- [Records supplied]:
PR #161, opened 2019-04-12
Upgrade go to 1.12 and some packages used for testing

sandlis:
Support for websockets using reverse proxy was introduced in go 1.12
Using go 1.12 image in circle ci and upgrading some packages which were broken when using go 1.12


woodsaj:
@sandlis can you force push to trigger CI tasks to run.  I have updated the circleci config so that PRs from forks trigger builds

sandlis:
@woodsaj `build_accept_deploy` passed, others are still blocked.

woodsaj:
i fixed the repo settings.  after adding the circleci "checks" integration, all checks are listed with the single "build_accept_deploy" name.

PR #163, opened 2019-05-14
slightly better readme

Dieterbe:
@jtlisi can you fill in the persister-gw part and @woodsaj can you do the auth part

intention is not to have very rich documentation - cause it's bound to get out of date anyway, but at least document the most important things


Dieterbe:
woodsaj mentioned he won't have time for this in a while.
i want to give @jtlisi another day or two. if no response, will merge this as is

PR #164, opened 2019-05-30
add endpoint for mt bulk importer

replay:
this adds an optional endpoint to tsdb-gw which can be used to bulk import data into metrictank's backend store


Dieterbe:
if auth works (c.ID set as expected) then LGTM

PR #165, opened 2019-06-04
measure min/max timestamp seen for carbon/http ingest plugins. fix #162

### LINKED ISSUE #162: monitor data timestamps "sync" with wall clock
I would like to have a metric showing how far behind or ahead incoming metrics are wrt wall clock.
why?
1) it's useful for debugging/general understanding
2) it helps knowing how much overlap we need between old and new write pods during migrations (see #160)

instead of reporting, we may as well report the min and max timestamps seen at each point.
that provides more information, and it should be easy to derive the min/max lag numbers from that.

Dieterbe:


fkaleo:
LGTM

PR #166, opened 2019-06-10
create a separate route handler for Loki tail endpoint

slim-bean:
This should help clear up the issue we are seeing with query stats for loki, as all the websocket connections are being tracked through the same histogram as query requests.


slim-bean:
closing this because this project is being replaced with grafanacloud-tools

PR #167, opened 2019-06-10
remove editor project files

slim-bean:
we should keep editor project files out of the source code, I would suggest setting up a global gitignore for the `.idea/` folder, that was the only way I could keep myself form accidentally checking in these files :)


slim-bean:
closing this because this project is being replaced with grafanacloud-tools

PR #171, opened 2019-07-02
Timestamp stat per org

Dieterbe:


woodsaj:
I really dont like the idea of forking the metrictank stats library.  Metrictank is also going to need the stats library updated to support tags.  Implementing that support should be done once, in one place.

Dieterbe:
sure. we'll merge them back once we validate the approach

ingest/metrics.go
```diff
@@ -79,6 +78,8 @@ func prepareIngest(ctx *models.Context, in []*schema.MetricData, toPublish []*sc
 		if !ctx.IsAdmin {
 			m.SetId()
 		}
+		suffix := fmt.Sprintf(";org=%d", m.OrgId)
+		metricsTimestamp := stats.NewRange32("metrics.timestamp.http", suffix) // min/max timestamps seen in each interval
```
woodsaj: calling `stats.NewRange32()` on every datapoint is extremely inefficient. `NewRange32()` calls `registry.getOrAdd` which uses reflect.

We should just keep a map of metrics, key'ed by the orgId. eg`map[int]*stats.Range32`

Also, we should optimise for `ctx.Admin` not being true, which will allow us to get the per Org stat once based on the ctx.ID, and not have to look it up for each datapoint in the batch received.

woodsaj:
> sure. we'll merge them back once we validate the approach

Getting the right approach is going to take lots of time and planning.  I think it is best that we just dont use tags right now.

Dieterbe:
> Getting the right approach is going to take lots of time and planning. I think it is best that we just dont use tags right now.

sorry for the late response, but what do you mean with this?
seems to me that if we implement the few tweaks you suggested, this is good to go

woodsaj:
> sorry for the late response, but what do you mean with this?
seems to me that if we implement the few tweaks you suggested, this is good to go

Dont use tags.  The metrictank stats library doesnt support it.  How we update the stats library to support tags requires thought and consideration.  That hasnt happened yet.  So 'we'll merge them back once we validate the approach' isnt ever going to happen.  We are just going to have 2 different stats libraries.

Also, it isn't easy to mix tagged and non-tagged series in the same query.   If we are going to use tags, we should use them everywhere.

Dieterbe:
PTAL

Dieterbe:
maybe. not sure. no rush to do that anyway

PR #172, opened 2019-07-05
Support publishing to multiple Kafka topics with restriction by org id

fkaleo:
Support publishing to multiple Kafka topics with restriction by org id:
- in the Kafka publisher: options "metrics-topic" and "metrics-partition-scheme" were amended to support multiple comma separated values; they remain backwards compatible
- in the Kafka publisher: a new option "only-org-id" was added which restricts which data get sent to each Kafka topic depending on the data's org id. An empty value or 0 means unrestricted
- a completion of vendored sarama was necessary to access the mocks for testing
- Int64SliceFlag was moved to the util package to allow reuse

### DIFF
--- a/util/flags.go
+++ b/util/flags.go
@@ -37,6 +37,6 @@ func (i *Int64SliceFlag) Set(value string) error {
 }
 
 func (i *Int64SliceFlag) String() string {
-	// This is just a 1-liner to convert print a slice as a command separated list.
+	// This is just a 1-liner to print a slice as a comma separated list.
 	return strings.Trim(strings.Replace(fmt.Sprint(*i), " ", ", ", -1), "[]")
 }
--- a/util/flags.go
+++ b/util/flags.go
@@ -2,6 +2,9 @@ package util
 
 import (
 	"flag"
+	"fmt"
+	"strconv"
+	"strings"
 )
 
 // Registerer is a thing that can RegisterFlags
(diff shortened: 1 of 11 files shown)


util/flags_test.go
```diff
@@ -0,0 +1,64 @@
...
+	})
+
+	Convey("When setting Int64SliceFlag to many orgs", t, func(c C) {
+		intSliceFlag := Int64SliceFlag{}
+		err := intSliceFlag.Set("10,1,17")
+		c.So(err, ShouldBeNil)
+		c.So(intSliceFlag, ShouldHaveLength, 3)
+		c.So(intSliceFlag[0], ShouldEqual, 10)
+		c.So(intSliceFlag[1], ShouldEqual, 1)
+		c.So(intSliceFlag[2], ShouldEqual, 17)
```
Dieterbe: at this point, don't worry about it, but in the future, let's not use convey and just use https://github.com/google/go-cmp to compare against `[]int64{10,1,1174}`

Dieterbe:
should we add validation checks to make sure metrics-topic, metrics-partition-scheme and onlyOrgIds have the same length (when length is > 1)

util/flags_test.go
fkaleo: noted

fkaleo:
> should we add validation checks to make sure metrics-topic, metrics-partition-scheme and onlyOrgIds have the same length (when length is > 1)

Fixed in latest commit

util/flags.go
```diff
@@ -15,3 +18,25 @@ func RegisterFlags(rs ...Registerer) {
...
+		if err != nil {
+			return err
+		}
+		*i = append(*i, int64(parsed))
+	}
+	return nil
+}
+
+func (i *Int64SliceFlag) String() string {
+	// This is just a 1-liner to convert print a slice as a command separated list.
```
robert-milan:
```suggestion
	// This is just a 1-liner to print a slice as a comma separated list.
```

- [Exercise instructions]: Return the records in full, exactly as they read.

- [Answer space]:
PR #161, opened 2019-04-12
Upgrade go to 1.12 and some packages used for testing

sandlis:
Support for websockets using reverse proxy was introduced in go 1.12
Using go 1.12 image in circle ci and upgrading some packages which were broken when using go 1.12


woodsaj:
@sandlis can you force push to trigger CI tasks to run.  I have updated the circleci config so that PRs from forks trigger builds

sandlis:
@woodsaj `build_accept_deploy` passed, others are still blocked.

woodsaj:
i fixed the repo settings.  after adding the circleci "checks" integration, all checks are listed with the single "build_accept_deploy" name.

PR #163, opened 2019-05-14
slightly better readme

Dieterbe:
@jtlisi can you fill in the persister-gw part and @woodsaj can you do the auth part

intention is not to have very rich documentation - cause it's bound to get out of date anyway, but at least document the most important things


Dieterbe:
woodsaj mentioned he won't have time for this in a while.
i want to give @jtlisi another day or two. if no response, will merge this as is

PR #164, opened 2019-05-30
add endpoint for mt bulk importer

replay:
this adds an optional endpoint to tsdb-gw which can be used to bulk import data into metrictank's backend store


Dieterbe:
if auth works (c.ID set as expected) then LGTM

PR #165, opened 2019-06-04
measure min/max timestamp seen for carbon/http ingest plugins. fix #162

### LINKED ISSUE #162: monitor data timestamps "sync" with wall clock
I would like to have a metric showing how far behind or ahead incoming metrics are wrt wall clock.
why?
1) it's useful for debugging/general understanding
2) it helps knowing how much overlap we need between old and new write pods during migrations (see #160)

instead of reporting, we may as well report the min and max timestamps seen at each point.
that provides more information, and it should be easy to derive the min/max lag numbers from that.

Dieterbe:


fkaleo:
LGTM

PR #166, opened 2019-06-10
create a separate route handler for Loki tail endpoint

slim-bean:
This should help clear up the issue we are seeing with query stats for loki, as all the websocket connections are being tracked through the same histogram as query requests.


slim-bean:
closing this because this project is being replaced with grafanacloud-tools

PR #167, opened 2019-06-10
remove editor project files

slim-bean:
we should keep editor project files out of the source code, I would suggest setting up a global gitignore for the `.idea/` folder, that was the only way I could keep myself form accidentally checking in these files :)


slim-bean:
closing this because this project is being replaced with grafanacloud-tools

PR #171, opened 2019-07-02
Timestamp stat per org

Dieterbe:


woodsaj:
I really dont like the idea of forking the metrictank stats library.  Metrictank is also going to need the stats library updated to support tags.  Implementing that support should be done once, in one place.

Dieterbe:
sure. we'll merge them back once we validate the approach

ingest/metrics.go
```diff
@@ -79,6 +78,8 @@ func prepareIngest(ctx *models.Context, in []*schema.MetricData, toPublish []*sc
 		if !ctx.IsAdmin {
 			m.SetId()
 		}
+		suffix := fmt.Sprintf(";org=%d", m.OrgId)
+		metricsTimestamp := stats.NewRange32("metrics.timestamp.http", suffix) // min/max timestamps seen in each interval
```
woodsaj: calling `stats.NewRange32()` on every datapoint is extremely inefficient. `NewRange32()` calls `registry.getOrAdd` which uses reflect.

We should just keep a map of metrics, key'ed by the orgId. eg`map[int]*stats.Range32`

Also, we should optimise for `ctx.Admin` not being true, which will allow us to get the per Org stat once based on the ctx.ID, and not have to look it up for each datapoint in the batch received.

woodsaj:
> sure. we'll merge them back once we validate the approach

Getting the right approach is going to take lots of time and planning.  I think it is best that we just dont use tags right now.

Dieterbe:
> Getting the right approach is going to take lots of time and planning. I think it is best that we just dont use tags right now.

sorry for the late response, but what do you mean with this?
seems to me that if we implement the few tweaks you suggested, this is good to go

woodsaj:
> sorry for the late response, but what do you mean with this?
seems to me that if we implement the few tweaks you suggested, this is good to go

Dont use tags.  The metrictank stats library doesnt support it.  How we update the stats library to support tags requires thought and consideration.  That hasnt happened yet.  So 'we'll merge them back once we validate the approach' isnt ever going to happen.  We are just going to have 2 different stats libraries.

Also, it isn't easy to mix tagged and non-tagged series in the same query.   If we are going to use tags, we should use them everywhere.

Dieterbe:
PTAL

Dieterbe:
maybe. not sure. no rush to do that anyway

PR #172, opened 2019-07-05
Support publishing to multiple Kafka topics with restriction by org id

fkaleo:
Support publishing to multiple Kafka topics with restriction by org id:
- in the Kafka publisher: options "metrics-topic" and "metrics-partition-scheme" were amended to support multiple comma separated values; they remain backwards compatible
- in the Kafka publisher: a new option "only-org-id" was added which restricts which data get sent to each Kafka topic depending on the data's org id. An empty value or 0 means unrestricted
- a completion of vendored sarama was necessary to access the mocks for testing
- Int64SliceFlag was moved to the util package to allow reuse

### DIFF
--- a/util/flags.go
+++ b/util/flags.go
@@ -37,6 +37,6 @@ func (i *Int64SliceFlag) Set(value string) error {
 }
 
 func (i *Int64SliceFlag) String() string {
-	// This is just a 1-liner to convert print a slice as a command separated list.
+	// This is just a 1-liner to print a slice as a comma separated list.
 	return strings.Trim(strings.Replace(fmt.Sprint(*i), " ", ", ", -1), "[]")
 }
--- a/util/flags.go
+++ b/util/flags.go
@@ -2,6 +2,9 @@ package util
 
 import (
 	"flag"
+	"fmt"
+	"strconv"
+	"strings"
 )
 
 // Registerer is a thing that can RegisterFlags
(diff shortened: 1 of 11 files shown)


util/flags_test.go
```diff
@@ -0,0 +1,64 @@
...
+	})
+
+	Convey("When setting Int64SliceFlag to many orgs", t, func(c C) {
+		intSliceFlag := Int64SliceFlag{}
+		err := intSliceFlag.Set("10,1,17")
+		c.So(err, ShouldBeNil)
+		c.So(intSliceFlag, ShouldHaveLength, 3)
+		c.So(intSliceFlag[0], ShouldEqual, 10)
+		c.So(intSliceFlag[1], ShouldEqual, 1)
+		c.So(intSliceFlag[2], ShouldEqual, 17)
```
Dieterbe: at this point, don't worry about it, but in the future, let's not use convey and just use https://github.com/google/go-cmp to compare against `[]int64{10,1,1174}`

Dieterbe:
should we add validation checks to make sure metrics-topic, metrics-partition-scheme and onlyOrgIds have the same length (when length is > 1)

util/flags_test.go
fkaleo: noted

fkaleo:
> should we add validation checks to make sure metrics-topic, metrics-partition-scheme and onlyOrgIds have the same length (when length is > 1)

Fixed in latest commit

util/flags.go
```diff
@@ -15,3 +18,25 @@ func RegisterFlags(rs ...Registerer) {
...
+		if err != nil {
+			return err
+		}
+		*i = append(*i, int64(parsed))
+	}
+	return nil
+}
+
+func (i *Int64SliceFlag) String() string {
+	// This is just a 1-liner to convert print a slice as a command separated list.
```
robert-milan:
```suggestion
	// This is just a 1-liner to print a slice as a comma separated list.
```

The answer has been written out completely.